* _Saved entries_
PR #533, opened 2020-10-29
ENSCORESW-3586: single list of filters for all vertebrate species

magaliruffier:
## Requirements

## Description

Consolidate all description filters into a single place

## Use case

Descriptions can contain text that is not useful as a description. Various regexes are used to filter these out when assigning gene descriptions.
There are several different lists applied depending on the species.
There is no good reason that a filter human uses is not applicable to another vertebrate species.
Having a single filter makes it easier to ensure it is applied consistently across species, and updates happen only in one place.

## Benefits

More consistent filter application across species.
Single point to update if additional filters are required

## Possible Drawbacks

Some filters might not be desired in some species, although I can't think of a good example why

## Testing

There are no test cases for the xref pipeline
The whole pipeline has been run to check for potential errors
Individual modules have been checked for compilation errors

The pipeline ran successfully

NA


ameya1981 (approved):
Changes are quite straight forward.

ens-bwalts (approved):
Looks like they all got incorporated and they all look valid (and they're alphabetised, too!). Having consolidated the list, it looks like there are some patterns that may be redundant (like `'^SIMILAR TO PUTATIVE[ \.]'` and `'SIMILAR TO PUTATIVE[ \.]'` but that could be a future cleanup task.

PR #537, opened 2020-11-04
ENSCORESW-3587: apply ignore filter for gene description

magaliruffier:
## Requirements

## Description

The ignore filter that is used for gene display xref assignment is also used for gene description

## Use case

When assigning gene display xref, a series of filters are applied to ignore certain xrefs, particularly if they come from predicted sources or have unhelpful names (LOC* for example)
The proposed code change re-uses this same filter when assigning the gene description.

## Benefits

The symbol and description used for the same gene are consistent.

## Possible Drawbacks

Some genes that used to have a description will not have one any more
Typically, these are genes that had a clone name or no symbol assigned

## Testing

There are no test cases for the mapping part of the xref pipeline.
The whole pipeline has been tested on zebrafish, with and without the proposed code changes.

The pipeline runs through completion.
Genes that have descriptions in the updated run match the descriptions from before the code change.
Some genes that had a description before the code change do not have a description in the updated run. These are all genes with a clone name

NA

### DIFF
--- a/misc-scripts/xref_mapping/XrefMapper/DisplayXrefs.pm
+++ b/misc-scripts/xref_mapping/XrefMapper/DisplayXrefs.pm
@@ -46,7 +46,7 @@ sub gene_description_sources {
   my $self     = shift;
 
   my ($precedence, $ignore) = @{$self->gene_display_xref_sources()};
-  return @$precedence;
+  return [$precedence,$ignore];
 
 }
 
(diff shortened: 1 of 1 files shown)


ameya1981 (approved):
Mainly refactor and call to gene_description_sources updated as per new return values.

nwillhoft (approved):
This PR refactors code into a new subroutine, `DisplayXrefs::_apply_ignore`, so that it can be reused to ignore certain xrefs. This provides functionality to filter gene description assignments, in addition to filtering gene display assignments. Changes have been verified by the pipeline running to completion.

* _Task requirements_
Set down each entry from above once more, exactly as written.

* _Exercise response_
PR #533, opened 2020-10-29
ENSCORESW-3586: single list of filters for all vertebrate species

magaliruffier:
## Requirements

## Description

Consolidate all description filters into a single place

## Use case

Descriptions can contain text that is not useful as a description. Various regexes are used to filter these out when assigning gene descriptions.
There are several different lists applied depending on the species.
There is no good reason that a filter human uses is not applicable to another vertebrate species.
Having a single filter makes it easier to ensure it is applied consistently across species, and updates happen only in one place.

## Benefits

More consistent filter application across species.
Single point to update if additional filters are required

## Possible Drawbacks

Some filters might not be desired in some species, although I can't think of a good example why

## Testing

There are no test cases for the xref pipeline
The whole pipeline has been run to check for potential errors
Individual modules have been checked for compilation errors

The pipeline ran successfully

NA


ameya1981 (approved):
Changes are quite straight forward.

ens-bwalts (approved):
Looks like they all got incorporated and they all look valid (and they're alphabetised, too!). Having consolidated the list, it looks like there are some patterns that may be redundant (like `'^SIMILAR TO PUTATIVE[ \.]'` and `'SIMILAR TO PUTATIVE[ \.]'` but that could be a future cleanup task.

PR #537, opened 2020-11-04
ENSCORESW-3587: apply ignore filter for gene description

magaliruffier:
## Requirements

## Description

The ignore filter that is used for gene display xref assignment is also used for gene description

## Use case

When assigning gene display xref, a series of filters are applied to ignore certain xrefs, particularly if they come from predicted sources or have unhelpful names (LOC* for example)
The proposed code change re-uses this same filter when assigning the gene description.

## Benefits

The symbol and description used for the same gene are consistent.

## Possible Drawbacks

Some genes that used to have a description will not have one any more
Typically, these are genes that had a clone name or no symbol assigned

## Testing

There are no test cases for the mapping part of the xref pipeline.
The whole pipeline has been tested on zebrafish, with and without the proposed code changes.

The pipeline runs through completion.
Genes that have descriptions in the updated run match the descriptions from before the code change.
Some genes that had a description before the code change do not have a description in the updated run. These are all genes with a clone name

NA

### DIFF
--- a/misc-scripts/xref_mapping/XrefMapper/DisplayXrefs.pm
+++ b/misc-scripts/xref_mapping/XrefMapper/DisplayXrefs.pm
@@ -46,7 +46,7 @@ sub gene_description_sources {
   my $self     = shift;
 
   my ($precedence, $ignore) = @{$self->gene_display_xref_sources()};
-  return @$precedence;
+  return [$precedence,$ignore];
 
 }
 
(diff shortened: 1 of 1 files shown)


ameya1981 (approved):
Mainly refactor and call to gene_description_sources updated as per new return values.

nwillhoft (approved):
This PR refactors code into a new subroutine, `DisplayXrefs::_apply_ignore`, so that it can be reused to ignore certain xrefs. This provides functionality to filter gene description assignments, in addition to filtering gene display assignments. Changes have been verified by the pipeline running to completion.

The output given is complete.